** Data below follows **

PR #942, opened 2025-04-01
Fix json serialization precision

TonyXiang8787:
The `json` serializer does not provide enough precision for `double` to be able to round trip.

** End of Data below **

(Aim of the task):
Could you say how many lines in the data above contain "precision"? Reply with the number alone.

(Answer area):
2